Узнав о вызове отца, Пашенька струхнул, убежал в свою комнату, разделся и залез в кровать, изображая больного. Норов прошел к нему; тот лежал под одеялом, глядя на отца расширенными от страха светлыми глазами. Норов был не столько рассержен, сколько расстроен.
– Здравствуй, мой хороший, – сказал он, сохраняя свой обычный тон. Он всегда называл сына «мой хороший», пряча за внешней доброжелательностью неловкость, которую испытывал в его обществе. – Что случилось?
– Да вот, пап, заболел немного, – ответил Пашенька, отводя взгляд.
– Чем?
– Не знаю… голова что-то побаливает.
Норов потрогал его лоб и убедился, что он прохладный, температуры у мальчика не было.
– Вызвать врача?
Пашенька замялся.
– Может, я так отлежусь? – неуверенно произнес он.
– Так не получится, – возразил Норов. – Нельзя прогуливать школу.
– Я не прогуливаю, пап. У меня голова болит.

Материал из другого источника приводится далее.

PR #13558, opened 2020-12-08
Fix #6677: Add discord RPC to macOS builds

### LINKED ISSUE #6677: Discord Rich Presence is missing from macOS builds
**OS:** macOS
**Commit/Build:** d649a3e8b

Support for Discord Rich Presence API was introduced in:
* https://github.com/OpenRCT2/OpenRCT2/pull/6651 (Windows)
* https://github.com/OpenRCT2/OpenRCT2/pull/6658 (Linux)

It should also be added to our macOS builds.

adam-bloom:
This PR adds discord-rpc to the Xcode build scripts. Unlike cmake, Xcode does not support flags in quite the same way (or at least, I don't know how to use them!), so discord-rpc is always cloned, built, and linked.

General question: why do we explicitly have the Xcode project file maintained, instead of generating it from cmake to bring the build in line with linux? See https://cmake.org/cmake/help/v3.9/generator/Xcode.html. Is there a good reason, or just that no one has tried to get it to work? I'll note that once I cloned the discord-rpc directory, the cmake build on macOS immediately worked.

### DIFF
--- a/OpenRCT2.xcodeproj/project.pbxproj
+++ b/OpenRCT2.xcodeproj/project.pbxproj
@@ -67,6 +67,9 @@
 		4CF67197206B7E720034ADDD /* object in Resources */ = {isa = PBXBuildFile; fileRef = 4CF67196206B7E720034ADDD /* object */; };
 		6341F4E12400AA0F0052902B /* Drawing.Sprite.RLE.cpp in Sources */ = {isa = PBXBuildFile; fileRef = 6341F4DF2400AA0E0052902B /* Drawing.Sprite.RLE.cpp */; };
 		6341F4E22400AA0F0052902B /* Drawing.Sprite.BMP.cpp in Sources */ = {isa = PBXBuildFile; fileRef = 6341F4E02400AA0F0052902B /* Drawing.Sprite.BMP.cpp */; };
+		662578A625803AA90002C77E /* discord_rpc.h in Headers */ = {isa = PBXBuildFile; fileRef = 662578A525803AA90002C77E /* discord_rpc.h */; };
+		662578AD25803CE50002C77E /* libdiscord-rpc.a in Frameworks */ = {isa = PBXBuildFile; fileRef = 662578A325803A6C0002C77E /* libdiscord-rpc.a */; };
+		662578AE25803D040002C77E /* libdiscord-rpc.a in Frameworks */ = {isa = PBXBuildFile; fileRef = 662578A325803A6C0002C77E /* libdiscord-rpc.a */; settings = {ATTRIBUTES = (Required, ); }; };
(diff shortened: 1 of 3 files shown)


Gymnasiast (approved):
Could you update the changelog?

`- Feature: [#6677] Add Discord RPC to macOS builds.`

Gymnasiast:
> General question: why do we explicitly have the Xcode project file maintained, instead of generating it from cmake to bring the build in line with linux? See https://cmake.org/cmake/help/v3.9/generator/Xcode.html. Is there a good reason, or just that no one has tried to get it to work? I'll note that once I cloned the discord-rpc directory, the cmake build on macOS immediately worked.

It was once attempted, but stranded. https://github.com/OpenRCT2/OpenRCT2/pull/8650

It would be wonderful if you could pull that off, seeing as it's currently a royal pain in the behind to update the Xcode project for every single file that gets added, renamed or moved. (And heaven forbid if you create a new directory.)

LRFLEW:
Ok, hold on.

a) Why is this using a static library? All the other dependencies are using dynamic libraries.
b) This is building discord-rpc for each build locally? Why wasn't this added to OpenRCT2/Dependencies?

I'm currently working on making https://github.com/OpenRCT2/Dependencies/pull/25 stable. I can add discord-rpc into that as well if this is something that's desired. I *did* say in that PR's description "let me know if there's anything else [such as discord-rpc] you want me to look into for this," but nobody responded.

adam-bloom:
@LRFLEW To answer your question, I was using the linux implementation as a model, which both builds locally and links statically. In fact, if you clone the discord-rpc repo (either manually or using the shell script I modified to work on macOS), building with cmake on macOS will also do that.

I spent a lot more time with Xcode builds today (I'm off work this week, so just exploring a bit!), and I now see how different that build is than the linux builds.

LRFLEW:
@adam-bloom That makes sense. Generally, the CMake and Xcode builds are different by how they handle dependencies. The CMake build uses system-installed dependencies (usually through Homebrew), while the Xcode build creates a self-contained app bundle that bundles its own dependencies. This is probably fine for now, but we should probably update it to use the dependency scheme that the other libraries are using.

And I was the person who made the original Xcode project years ago. At the time, I didn't know CMake very well, and knew that Xcode made making these sorts of app bundles simple. As I said before, I don't mind replacing the Xcode project with a CMake system, but *ideally* both build types (self-contained and system-install libraries) should probably still be possible. At this point, it's just a matter of someone who understands CMake making the required changes.

adam-bloom:
@LRFLEW totally agreed. I got started on the cmake changes today (they actually work for generating the Xcode project file too). It does system-installed libraries only right now....we need the next cmake release to embed libraries in app bundles via Xcode projects (or we can go for full replacement with cmake). Either way, let me open up a draft PR for that change so we can continue that conversation there....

– Полагаю, тебе лучше встать и отправиться на занятия.
– Да ведь уроки уже закончились!
Норов посмотрел на часы.
– Еще нет одиннадцати. Я подвезу тебя, и на пару уроков ты еще успеешь.
– А что я скажу учительнице?
– Попробуй рассказать ей про больную голову.
– Она мне не поверит!
– Тогда почему в это должен верить я?
Тон Норова становился неласковым, и Пашенька сменил тактику.
– Я к маме хочу! – вдруг захныкал он. – Отправь меня к маме!
– Я не могу сделать этого сейчас посреди учебного года, – возразил Норов. – Давай дождемся лета, когда мама приедет, и обсудим с ней эту возможность.
– Я не хочу ждать лета!
– А вот капризничать не надо, – произнес Норов строго. – Я этого не люблю.
Пашенька перепугался еще больше.
– Почему мама меня бросила? – вновь принялся хныкать он. – Никиту взяла, а меня бросила! Все дети с мамой живут, я один – с бабушкой и дедушкой!
Ему, наконец, удалось довести себя до нужного состояния, страх перед отцом ему помог, – он расплакался, как-то через силу. Норов смотрел на него молча, не успокаивая и не ругая, с тяжелым чувством. Ему было неловко за Пашеньку, за его притворные слезы, и в то же время он не мог не испытывать вины перед этим слабым, избалованным мальчиком.
Видя, что разжалобить отца не удается, Пашенька перешел от всхлипываний к подвыванию. Норов молча поднялся и вышел из его комнаты. Бабушка с дедушкой караулили его у входа.
– Ну что? – спросила бабушка с надеждой.
Норов лишь пожал плечами.
– Павел Александрович! – взмолилась бабушка. Родители Ланы теперь обращались к нему по имени-отчеству. – Павел Александрович! Вы должны что-то с ним сделать!
– Например?
– Выпороть!
– Что ты несешь?! – возмутился дедушка. – Как можно бить ребенка?!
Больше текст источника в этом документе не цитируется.